Start of Block

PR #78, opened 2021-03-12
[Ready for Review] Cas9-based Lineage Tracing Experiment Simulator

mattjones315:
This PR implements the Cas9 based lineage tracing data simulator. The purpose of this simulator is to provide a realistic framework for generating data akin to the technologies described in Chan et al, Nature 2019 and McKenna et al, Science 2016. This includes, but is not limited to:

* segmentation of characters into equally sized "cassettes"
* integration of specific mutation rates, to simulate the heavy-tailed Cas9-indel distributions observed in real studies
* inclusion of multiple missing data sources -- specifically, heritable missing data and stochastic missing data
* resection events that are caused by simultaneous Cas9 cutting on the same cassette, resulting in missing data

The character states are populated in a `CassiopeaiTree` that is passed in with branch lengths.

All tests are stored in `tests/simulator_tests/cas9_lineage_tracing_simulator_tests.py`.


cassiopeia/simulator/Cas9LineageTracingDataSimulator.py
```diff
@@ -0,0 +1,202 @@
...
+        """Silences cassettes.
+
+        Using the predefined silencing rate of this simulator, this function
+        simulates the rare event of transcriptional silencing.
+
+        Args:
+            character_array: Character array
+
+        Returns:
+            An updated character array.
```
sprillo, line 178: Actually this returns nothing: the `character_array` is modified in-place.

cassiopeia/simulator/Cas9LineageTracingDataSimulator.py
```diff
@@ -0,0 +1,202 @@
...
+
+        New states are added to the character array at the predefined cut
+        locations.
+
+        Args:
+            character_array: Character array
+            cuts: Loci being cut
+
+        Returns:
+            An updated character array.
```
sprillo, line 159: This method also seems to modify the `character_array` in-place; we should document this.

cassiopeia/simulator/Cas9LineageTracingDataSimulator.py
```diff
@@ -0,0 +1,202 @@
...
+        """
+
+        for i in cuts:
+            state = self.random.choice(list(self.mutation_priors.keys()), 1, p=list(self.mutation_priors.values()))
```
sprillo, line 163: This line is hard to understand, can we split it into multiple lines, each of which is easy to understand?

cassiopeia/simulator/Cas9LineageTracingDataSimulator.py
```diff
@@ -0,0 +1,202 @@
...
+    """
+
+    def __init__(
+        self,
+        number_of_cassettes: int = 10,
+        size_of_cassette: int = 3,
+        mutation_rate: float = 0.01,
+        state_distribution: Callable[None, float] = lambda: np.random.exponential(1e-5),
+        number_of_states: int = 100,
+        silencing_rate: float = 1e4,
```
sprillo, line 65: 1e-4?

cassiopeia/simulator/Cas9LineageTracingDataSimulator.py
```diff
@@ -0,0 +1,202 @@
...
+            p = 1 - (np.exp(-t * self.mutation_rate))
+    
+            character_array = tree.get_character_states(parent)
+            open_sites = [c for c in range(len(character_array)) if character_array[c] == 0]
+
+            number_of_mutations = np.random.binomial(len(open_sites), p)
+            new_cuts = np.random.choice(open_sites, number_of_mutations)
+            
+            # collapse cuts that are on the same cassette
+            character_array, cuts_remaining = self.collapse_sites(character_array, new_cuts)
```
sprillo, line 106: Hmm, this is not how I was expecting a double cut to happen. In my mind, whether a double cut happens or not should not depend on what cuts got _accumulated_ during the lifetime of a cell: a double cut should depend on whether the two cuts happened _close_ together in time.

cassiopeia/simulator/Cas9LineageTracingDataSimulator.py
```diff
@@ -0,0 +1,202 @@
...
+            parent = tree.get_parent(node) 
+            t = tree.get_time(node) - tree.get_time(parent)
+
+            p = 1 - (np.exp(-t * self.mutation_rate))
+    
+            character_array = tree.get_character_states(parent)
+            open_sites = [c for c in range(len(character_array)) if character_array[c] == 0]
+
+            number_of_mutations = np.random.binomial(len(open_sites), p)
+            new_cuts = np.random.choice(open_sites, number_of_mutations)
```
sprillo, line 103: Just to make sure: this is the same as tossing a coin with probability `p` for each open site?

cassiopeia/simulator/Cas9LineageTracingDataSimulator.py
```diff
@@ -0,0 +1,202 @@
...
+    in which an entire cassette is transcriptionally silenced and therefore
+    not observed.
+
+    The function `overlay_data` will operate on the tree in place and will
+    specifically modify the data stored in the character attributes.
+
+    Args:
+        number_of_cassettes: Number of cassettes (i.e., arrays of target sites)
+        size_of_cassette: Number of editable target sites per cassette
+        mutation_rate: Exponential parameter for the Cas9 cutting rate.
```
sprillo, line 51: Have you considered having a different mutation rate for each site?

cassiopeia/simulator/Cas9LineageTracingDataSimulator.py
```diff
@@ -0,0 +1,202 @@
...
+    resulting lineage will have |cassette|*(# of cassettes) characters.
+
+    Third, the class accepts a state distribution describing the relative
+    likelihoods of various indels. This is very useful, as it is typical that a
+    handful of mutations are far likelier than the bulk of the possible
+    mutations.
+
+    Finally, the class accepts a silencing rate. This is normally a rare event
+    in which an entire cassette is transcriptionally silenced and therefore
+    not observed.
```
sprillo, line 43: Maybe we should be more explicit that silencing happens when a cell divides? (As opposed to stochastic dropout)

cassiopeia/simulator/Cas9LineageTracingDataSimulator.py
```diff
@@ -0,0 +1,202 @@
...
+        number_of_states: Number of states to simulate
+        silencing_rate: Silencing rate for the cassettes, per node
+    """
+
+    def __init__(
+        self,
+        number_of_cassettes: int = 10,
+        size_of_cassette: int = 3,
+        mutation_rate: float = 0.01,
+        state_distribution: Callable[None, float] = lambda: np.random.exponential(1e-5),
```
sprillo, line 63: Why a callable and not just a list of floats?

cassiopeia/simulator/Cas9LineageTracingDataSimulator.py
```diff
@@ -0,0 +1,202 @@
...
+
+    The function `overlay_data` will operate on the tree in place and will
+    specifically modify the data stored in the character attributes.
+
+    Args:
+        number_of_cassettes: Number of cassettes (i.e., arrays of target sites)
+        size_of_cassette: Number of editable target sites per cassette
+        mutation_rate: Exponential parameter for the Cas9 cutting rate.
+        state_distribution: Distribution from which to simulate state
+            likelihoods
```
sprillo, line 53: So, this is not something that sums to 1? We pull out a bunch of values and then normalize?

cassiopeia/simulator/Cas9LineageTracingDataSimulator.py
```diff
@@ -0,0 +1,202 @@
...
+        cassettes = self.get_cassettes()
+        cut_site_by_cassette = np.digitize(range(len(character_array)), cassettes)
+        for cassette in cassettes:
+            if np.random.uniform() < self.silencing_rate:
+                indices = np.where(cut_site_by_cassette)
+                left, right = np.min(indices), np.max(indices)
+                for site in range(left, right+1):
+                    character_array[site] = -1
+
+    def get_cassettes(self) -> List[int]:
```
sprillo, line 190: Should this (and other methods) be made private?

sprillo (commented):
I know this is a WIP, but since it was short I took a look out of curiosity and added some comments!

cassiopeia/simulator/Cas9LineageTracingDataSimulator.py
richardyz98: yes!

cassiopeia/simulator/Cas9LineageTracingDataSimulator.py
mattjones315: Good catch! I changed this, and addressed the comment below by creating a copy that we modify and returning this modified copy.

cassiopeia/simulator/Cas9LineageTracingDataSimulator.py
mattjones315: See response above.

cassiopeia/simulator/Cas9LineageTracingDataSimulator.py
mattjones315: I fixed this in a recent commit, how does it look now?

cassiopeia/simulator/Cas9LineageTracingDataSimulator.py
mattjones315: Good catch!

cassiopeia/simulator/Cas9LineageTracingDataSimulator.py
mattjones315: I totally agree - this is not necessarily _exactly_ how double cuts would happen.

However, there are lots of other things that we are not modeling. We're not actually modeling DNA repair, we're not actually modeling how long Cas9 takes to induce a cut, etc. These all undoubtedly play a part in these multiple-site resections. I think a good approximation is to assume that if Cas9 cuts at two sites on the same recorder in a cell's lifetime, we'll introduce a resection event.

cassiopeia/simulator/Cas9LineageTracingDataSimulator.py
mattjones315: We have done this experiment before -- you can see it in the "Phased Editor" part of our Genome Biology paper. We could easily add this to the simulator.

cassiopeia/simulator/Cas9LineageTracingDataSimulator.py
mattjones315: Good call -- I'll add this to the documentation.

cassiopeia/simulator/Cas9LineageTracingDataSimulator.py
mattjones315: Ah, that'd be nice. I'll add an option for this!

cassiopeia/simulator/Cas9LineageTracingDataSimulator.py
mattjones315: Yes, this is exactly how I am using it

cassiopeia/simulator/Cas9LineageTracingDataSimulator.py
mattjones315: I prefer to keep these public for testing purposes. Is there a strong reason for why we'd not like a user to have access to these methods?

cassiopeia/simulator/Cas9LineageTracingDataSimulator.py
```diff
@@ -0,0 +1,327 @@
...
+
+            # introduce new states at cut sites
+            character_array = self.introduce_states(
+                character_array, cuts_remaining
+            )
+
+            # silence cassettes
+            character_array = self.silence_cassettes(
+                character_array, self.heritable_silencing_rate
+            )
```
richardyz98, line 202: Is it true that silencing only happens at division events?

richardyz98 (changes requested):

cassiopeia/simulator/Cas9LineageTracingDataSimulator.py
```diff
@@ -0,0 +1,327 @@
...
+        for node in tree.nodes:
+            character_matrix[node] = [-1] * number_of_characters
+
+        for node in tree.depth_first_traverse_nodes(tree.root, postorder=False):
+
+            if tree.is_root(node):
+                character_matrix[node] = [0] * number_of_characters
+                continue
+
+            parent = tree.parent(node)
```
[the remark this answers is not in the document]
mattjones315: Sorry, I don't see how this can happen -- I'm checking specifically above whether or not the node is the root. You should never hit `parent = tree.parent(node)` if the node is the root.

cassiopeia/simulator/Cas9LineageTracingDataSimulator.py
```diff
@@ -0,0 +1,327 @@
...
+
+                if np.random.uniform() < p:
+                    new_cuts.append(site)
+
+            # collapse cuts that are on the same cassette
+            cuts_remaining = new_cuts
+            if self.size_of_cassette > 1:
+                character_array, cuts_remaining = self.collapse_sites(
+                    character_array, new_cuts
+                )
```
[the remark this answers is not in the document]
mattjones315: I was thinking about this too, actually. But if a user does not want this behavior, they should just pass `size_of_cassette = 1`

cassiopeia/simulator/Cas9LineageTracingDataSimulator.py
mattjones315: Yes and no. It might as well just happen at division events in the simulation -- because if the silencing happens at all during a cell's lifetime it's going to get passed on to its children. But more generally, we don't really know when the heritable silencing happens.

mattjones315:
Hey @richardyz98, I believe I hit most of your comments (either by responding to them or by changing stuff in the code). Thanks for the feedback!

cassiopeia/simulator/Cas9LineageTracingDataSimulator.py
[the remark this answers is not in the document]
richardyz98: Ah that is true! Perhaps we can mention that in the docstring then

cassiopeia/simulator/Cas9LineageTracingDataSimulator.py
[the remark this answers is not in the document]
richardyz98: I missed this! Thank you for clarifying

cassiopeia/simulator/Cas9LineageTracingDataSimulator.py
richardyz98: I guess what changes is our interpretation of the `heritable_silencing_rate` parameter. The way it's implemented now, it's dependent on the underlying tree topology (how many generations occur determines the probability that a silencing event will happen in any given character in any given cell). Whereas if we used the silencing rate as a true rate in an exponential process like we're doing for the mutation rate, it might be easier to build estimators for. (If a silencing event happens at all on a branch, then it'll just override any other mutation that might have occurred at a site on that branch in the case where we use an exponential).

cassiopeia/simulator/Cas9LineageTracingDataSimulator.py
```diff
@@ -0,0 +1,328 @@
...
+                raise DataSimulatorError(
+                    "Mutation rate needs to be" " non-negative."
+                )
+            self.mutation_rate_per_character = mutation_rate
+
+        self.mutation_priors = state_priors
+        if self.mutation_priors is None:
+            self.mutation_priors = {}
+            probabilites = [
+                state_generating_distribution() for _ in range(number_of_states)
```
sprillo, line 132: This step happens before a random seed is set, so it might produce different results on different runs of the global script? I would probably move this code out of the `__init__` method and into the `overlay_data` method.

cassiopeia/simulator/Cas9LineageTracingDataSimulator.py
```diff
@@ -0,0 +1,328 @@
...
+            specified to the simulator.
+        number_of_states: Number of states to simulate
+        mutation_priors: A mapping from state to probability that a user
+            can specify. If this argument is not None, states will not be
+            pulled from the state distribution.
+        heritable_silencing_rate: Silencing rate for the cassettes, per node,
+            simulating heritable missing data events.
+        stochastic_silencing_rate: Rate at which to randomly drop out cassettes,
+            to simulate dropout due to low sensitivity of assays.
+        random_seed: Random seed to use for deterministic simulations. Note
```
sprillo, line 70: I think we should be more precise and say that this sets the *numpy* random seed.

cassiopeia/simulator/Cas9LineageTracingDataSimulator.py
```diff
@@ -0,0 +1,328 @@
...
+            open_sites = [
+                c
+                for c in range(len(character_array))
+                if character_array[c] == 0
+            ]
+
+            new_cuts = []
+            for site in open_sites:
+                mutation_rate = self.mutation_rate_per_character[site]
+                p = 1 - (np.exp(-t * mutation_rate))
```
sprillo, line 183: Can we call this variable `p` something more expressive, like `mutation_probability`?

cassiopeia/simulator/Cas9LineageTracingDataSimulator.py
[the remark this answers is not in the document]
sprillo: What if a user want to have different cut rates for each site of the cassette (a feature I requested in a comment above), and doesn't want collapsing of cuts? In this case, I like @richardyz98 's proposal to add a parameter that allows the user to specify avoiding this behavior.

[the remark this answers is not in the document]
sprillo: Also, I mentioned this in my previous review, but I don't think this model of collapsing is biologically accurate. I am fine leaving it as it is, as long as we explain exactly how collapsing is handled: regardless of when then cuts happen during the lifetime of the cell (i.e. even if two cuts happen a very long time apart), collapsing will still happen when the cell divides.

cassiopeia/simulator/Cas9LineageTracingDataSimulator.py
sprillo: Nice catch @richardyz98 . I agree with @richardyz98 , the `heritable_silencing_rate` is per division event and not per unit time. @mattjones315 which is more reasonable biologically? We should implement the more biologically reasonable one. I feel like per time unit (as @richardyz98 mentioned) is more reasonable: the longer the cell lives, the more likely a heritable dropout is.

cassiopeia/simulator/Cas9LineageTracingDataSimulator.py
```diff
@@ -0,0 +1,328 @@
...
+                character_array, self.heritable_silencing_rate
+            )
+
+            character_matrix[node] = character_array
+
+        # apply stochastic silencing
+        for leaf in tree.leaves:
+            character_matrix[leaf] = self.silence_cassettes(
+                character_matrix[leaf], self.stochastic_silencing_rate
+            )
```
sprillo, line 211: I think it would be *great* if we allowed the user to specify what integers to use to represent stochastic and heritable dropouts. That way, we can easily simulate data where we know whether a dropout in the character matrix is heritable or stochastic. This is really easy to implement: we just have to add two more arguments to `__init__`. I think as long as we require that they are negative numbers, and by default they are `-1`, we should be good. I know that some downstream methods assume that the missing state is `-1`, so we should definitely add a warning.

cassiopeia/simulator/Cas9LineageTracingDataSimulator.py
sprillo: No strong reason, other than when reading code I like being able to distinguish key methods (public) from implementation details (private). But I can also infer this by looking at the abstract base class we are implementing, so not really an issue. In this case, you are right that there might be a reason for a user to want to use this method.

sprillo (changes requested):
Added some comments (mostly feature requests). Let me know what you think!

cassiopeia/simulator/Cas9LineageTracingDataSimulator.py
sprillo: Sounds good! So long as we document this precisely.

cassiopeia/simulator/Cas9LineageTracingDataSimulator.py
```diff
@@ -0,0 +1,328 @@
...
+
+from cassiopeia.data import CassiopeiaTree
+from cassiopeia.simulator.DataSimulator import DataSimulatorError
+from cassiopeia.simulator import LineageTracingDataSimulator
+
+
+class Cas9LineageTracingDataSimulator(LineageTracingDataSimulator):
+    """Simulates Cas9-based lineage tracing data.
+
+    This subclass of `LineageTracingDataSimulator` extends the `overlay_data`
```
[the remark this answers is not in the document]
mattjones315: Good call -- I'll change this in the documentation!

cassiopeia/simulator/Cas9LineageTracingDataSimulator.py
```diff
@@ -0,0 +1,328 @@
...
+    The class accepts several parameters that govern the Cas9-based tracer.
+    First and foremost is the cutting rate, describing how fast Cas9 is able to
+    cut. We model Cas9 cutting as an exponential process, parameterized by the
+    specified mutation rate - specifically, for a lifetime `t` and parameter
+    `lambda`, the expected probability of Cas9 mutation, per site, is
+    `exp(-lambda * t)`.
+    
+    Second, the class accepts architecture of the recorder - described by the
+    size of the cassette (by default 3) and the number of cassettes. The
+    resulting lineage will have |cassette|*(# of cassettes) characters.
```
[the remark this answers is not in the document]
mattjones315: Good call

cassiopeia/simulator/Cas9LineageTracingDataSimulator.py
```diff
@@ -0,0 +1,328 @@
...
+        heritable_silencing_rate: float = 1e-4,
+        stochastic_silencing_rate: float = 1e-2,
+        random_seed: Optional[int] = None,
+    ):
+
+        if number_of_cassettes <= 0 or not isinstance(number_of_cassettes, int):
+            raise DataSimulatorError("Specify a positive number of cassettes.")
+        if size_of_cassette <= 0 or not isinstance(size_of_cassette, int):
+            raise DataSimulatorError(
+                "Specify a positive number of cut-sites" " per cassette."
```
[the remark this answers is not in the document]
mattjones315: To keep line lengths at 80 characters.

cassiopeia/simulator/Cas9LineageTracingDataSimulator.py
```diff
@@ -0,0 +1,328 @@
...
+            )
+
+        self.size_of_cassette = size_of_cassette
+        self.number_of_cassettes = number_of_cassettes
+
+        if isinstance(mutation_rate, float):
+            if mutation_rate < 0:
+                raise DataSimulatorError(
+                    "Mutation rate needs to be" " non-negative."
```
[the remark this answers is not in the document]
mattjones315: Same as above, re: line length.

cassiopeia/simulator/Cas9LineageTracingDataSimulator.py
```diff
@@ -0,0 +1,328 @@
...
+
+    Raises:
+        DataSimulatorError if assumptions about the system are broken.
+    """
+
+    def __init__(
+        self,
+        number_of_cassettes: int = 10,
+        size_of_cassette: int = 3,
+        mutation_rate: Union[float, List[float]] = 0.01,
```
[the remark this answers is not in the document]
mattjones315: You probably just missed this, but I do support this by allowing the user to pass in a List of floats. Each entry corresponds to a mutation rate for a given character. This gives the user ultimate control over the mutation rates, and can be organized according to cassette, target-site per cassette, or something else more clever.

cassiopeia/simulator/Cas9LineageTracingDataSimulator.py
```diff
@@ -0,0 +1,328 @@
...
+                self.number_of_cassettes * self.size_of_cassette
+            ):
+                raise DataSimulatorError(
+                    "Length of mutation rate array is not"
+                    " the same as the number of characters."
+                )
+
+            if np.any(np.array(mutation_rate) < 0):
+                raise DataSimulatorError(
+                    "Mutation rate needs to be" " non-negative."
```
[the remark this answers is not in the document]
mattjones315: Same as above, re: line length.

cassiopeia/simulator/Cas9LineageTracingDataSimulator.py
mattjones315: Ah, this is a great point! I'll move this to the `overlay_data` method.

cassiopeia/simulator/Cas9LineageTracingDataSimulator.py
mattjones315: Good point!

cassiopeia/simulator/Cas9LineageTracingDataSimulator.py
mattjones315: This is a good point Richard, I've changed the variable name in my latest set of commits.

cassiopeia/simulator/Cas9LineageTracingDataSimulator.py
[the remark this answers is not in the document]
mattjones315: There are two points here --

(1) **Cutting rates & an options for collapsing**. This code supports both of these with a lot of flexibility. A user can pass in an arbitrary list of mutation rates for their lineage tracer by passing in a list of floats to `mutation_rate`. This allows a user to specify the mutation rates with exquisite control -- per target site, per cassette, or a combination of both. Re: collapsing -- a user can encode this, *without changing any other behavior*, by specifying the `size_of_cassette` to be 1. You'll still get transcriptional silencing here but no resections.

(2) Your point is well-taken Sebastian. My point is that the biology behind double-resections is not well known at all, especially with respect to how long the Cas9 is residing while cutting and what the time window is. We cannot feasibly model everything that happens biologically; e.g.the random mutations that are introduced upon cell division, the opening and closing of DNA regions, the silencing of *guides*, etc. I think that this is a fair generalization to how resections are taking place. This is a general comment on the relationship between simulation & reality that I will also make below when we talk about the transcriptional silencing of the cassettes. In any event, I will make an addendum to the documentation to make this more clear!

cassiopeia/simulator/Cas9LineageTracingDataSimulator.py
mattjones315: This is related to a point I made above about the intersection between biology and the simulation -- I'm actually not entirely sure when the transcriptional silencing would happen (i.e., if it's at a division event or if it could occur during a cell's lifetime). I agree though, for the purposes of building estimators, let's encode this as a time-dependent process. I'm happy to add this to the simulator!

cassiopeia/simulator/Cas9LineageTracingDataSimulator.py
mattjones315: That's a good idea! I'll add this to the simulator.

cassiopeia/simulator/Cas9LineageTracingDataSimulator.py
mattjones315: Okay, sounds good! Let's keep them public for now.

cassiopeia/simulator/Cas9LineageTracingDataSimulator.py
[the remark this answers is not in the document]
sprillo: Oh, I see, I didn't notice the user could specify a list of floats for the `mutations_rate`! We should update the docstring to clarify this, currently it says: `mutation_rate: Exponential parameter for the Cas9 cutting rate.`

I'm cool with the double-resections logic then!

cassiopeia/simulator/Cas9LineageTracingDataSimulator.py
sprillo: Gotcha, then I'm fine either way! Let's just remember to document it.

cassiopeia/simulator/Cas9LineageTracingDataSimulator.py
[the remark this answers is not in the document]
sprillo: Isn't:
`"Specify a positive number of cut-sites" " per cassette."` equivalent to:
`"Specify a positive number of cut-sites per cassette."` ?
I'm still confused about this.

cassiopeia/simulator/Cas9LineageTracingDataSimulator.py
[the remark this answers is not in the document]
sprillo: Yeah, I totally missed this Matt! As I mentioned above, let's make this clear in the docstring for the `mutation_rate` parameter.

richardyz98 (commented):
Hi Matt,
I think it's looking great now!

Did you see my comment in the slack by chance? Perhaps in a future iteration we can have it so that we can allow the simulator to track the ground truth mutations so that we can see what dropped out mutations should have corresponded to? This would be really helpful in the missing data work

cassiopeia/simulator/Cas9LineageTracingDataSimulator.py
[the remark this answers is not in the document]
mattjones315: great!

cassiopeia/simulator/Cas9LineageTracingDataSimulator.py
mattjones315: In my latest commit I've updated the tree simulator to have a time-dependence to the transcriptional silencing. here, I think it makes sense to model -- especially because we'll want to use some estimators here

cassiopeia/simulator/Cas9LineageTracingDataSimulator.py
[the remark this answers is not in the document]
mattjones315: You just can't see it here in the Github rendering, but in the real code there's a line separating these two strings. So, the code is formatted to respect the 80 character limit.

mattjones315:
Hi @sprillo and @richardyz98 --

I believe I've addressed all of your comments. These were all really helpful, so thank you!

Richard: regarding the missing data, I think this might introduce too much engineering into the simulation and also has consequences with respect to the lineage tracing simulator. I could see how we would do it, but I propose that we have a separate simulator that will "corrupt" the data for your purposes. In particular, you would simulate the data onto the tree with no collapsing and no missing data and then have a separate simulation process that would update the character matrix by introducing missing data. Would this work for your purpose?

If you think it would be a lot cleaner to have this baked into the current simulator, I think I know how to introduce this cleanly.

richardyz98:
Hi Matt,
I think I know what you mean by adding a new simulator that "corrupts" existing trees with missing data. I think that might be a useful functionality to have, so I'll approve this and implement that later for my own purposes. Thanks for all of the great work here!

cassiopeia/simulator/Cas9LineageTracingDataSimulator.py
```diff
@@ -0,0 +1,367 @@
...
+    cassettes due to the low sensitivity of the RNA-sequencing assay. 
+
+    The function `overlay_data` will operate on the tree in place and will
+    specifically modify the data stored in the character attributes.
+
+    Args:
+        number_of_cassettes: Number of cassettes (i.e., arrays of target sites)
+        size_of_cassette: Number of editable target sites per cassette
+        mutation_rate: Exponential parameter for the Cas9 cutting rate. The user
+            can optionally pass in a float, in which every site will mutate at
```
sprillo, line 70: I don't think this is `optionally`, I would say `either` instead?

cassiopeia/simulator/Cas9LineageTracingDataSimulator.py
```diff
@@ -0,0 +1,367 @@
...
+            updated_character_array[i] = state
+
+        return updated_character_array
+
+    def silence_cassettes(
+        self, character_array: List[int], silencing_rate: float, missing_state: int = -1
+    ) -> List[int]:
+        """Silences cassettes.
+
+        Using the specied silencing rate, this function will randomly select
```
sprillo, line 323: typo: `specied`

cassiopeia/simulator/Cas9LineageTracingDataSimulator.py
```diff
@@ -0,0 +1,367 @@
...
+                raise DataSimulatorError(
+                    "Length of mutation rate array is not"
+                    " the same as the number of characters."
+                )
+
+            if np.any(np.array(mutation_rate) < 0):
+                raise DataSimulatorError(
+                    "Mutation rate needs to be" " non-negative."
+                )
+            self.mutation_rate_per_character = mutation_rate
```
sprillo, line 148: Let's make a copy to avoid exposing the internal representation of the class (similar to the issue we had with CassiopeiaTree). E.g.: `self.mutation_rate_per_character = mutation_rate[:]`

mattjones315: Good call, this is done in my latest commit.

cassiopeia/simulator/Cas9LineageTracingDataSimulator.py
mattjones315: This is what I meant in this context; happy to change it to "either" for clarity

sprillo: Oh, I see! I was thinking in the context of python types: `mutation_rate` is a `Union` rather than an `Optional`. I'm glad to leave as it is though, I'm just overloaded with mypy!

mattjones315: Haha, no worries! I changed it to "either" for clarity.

End of Block

• THE PROBLEM:
Provide only the count of lines in the data above that include the string "CassiopeiaTree".

• SOLUTION:
2